Pros
    • Drive-away pricing
    • Long warranty
    • Handsome and sporty character
    Cons
    • Servicing costs
    • Infotainment gremlins
    • Constant setting adjustments
    Specs
    5.3L
    74kW
    124g
    5 Star

    Statistics state that these days the majority of small car sales are in a band that starts at around $24,000 and tops out in the mid-thirties.

    One graph I saw in mid-2020 stated that around six times as many people bought cars around the $25k mark than those who spent $20k. Basic tech, safety and niceties cost. And buyers want and expect them.

    This puts the Kia Rio GT-Line in a fortuitous spot, and slot. As the flagship of the current line-up, it sits as the all-you-can-eat variant with its largest bell and whistle count and exclusively fits turbocharged power.

    It can also be parked in your driveway for under $26k, right around the point where the thick end of today’s buyer set is really starting to get interested.

    Thing is, while Rio GT-Line money is about where rivals such as Mazda, Skoda and Suzuki top out their own compact hatch ranges, there are still the likes of Toyota and Volkswagen pushing the generally cheerful segment well beyond cheap.

    Question is, where is the goodness in the Rio GT-Line? Are what do you miss out on compared with the some of the more expensive pint-sized offerings?

    How much does the Kia Rio GT-Line cost?

    At $24,990 plus on-road costs, the GT-Line tops out the Rio range that enters at $19,090 list for base S. Sans options, you’re able to hit the road in one for just $1000 more ($25,990 drive-away).

    It only comes in one spec fitting a dual-clutch automatic transmission and there’s no manual option offered. One of five optional colours will set you back $520 RRP – or, a little confusingly, an extra $560.86 in adjusted drive-away form for a $26,550.86 total.

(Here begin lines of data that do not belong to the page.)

PR #3280, opened 2026-01-13
Add embedding engine

ptelang:
Add MCPEmbedding CRD for embedding model deployment in operator

Introduces a new MCPEmbedding custom resource to deploy HuggingFace
embedding models as MCP servers in Kubernetes. This enables semantic
search and similarity features for MCP tools and resources.

Key additions:
- MCPEmbedding CRD with model caching, resource management, and grouping
- Controller managing deployment lifecycle and model initialization
- Helm chart templates and CRD definitions
- Example configurations for basic and advanced use cases
- CRD API documentation updates

The embedding server uses huggingface-embedding-inference with persistent
volume caching for downloaded models and integrates with MCPGroups for
organizing backend workloads.

## Large PR Justification
Multiple related changes that would break if separated


cmd/thv-operator/api/v1alpha1/embeddingserver_types.go
```diff
@@ -0,0 +1,274 @@
...
+	// ConditionVolumeReady indicates whether the PVC for model caching is ready
+	ConditionVolumeReady = "VolumeReady"
+)
+
+// Condition reasons for MCPEmbedding
+// Image validation, GroupRef, and PodTemplate reasons are shared with MCPServer
+
+const (
+	// ConditionReasonModelDownloading indicates the model is being downloaded
+	ConditionReasonModelDownloading = "ModelDownloading"
```
therealnb, line 26: Classically, this would be done in an init container, but if you have a controller, this is probably better.

cmd/thv-operator/controllers/embeddingserver_controller_test.go
```diff
@@ -0,0 +1,343 @@
...
+			assert.Equal(t, tt.expectedSize, size)
+			assert.Equal(t, tt.expectedAccess, string(accessMode))
+
+			// Verify storage class name if provided
+			if tt.modelCache.StorageClassName != nil {
+				assert.Equal(t, storageClassName, *tt.modelCache.StorageClassName)
+			}
+		})
+	}
+}
```
therealnb, line 329: We probably want some performance tests to check for things like OOM, throughput, latency, etc.

examples/operator/embedding-servers/basic-embedding.yaml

    On list pricing, the top-dog Rio goes head-to-head against logical rivals such as:

    Keeping it in the family, the considerably smaller Picanto GT lists for $19,990, or $21,490 drive-away at the time of writing.

    What do you get?

    The GT-Line fits 17-inch alloy wheels, a specific GT-Line body kit and grille garnish, automatic halogen projector-type headlights, LED daytime running lights, rear parking sensors, rear privacy glass, a reversing camera with dynamic guidelines, heated and power folding wing mirrors, power windows and mirrors and remote central locking.

    Inside, the flagship fit-out includes specific sports seats and fabric trim, a GT-Line steering wheel, alloy pedals, carbon-look trim inserts, digital climate control, single 12-volt and dual USB-A outlets, and an 8.0-inch LCD colour touchscreen infotainment system with six-speaker audio, wireless Apple CarPlay and Android Auto and Bluetooth phone and media connectivity.

    What don’t you get? Missing from the menu is leather trim – be it real or fake – as well as front parking sensors, proprietary satellite navigation, adaptive cruise control (the fitted system is passive) and LED headlights. That said, what the GT-Line does fit is essentially in line with expectations for its price point.

    Is the Kia Rio GT-Line safe?

    The Rio range scored a full five stars in ANCAP assessment conducted in 2017.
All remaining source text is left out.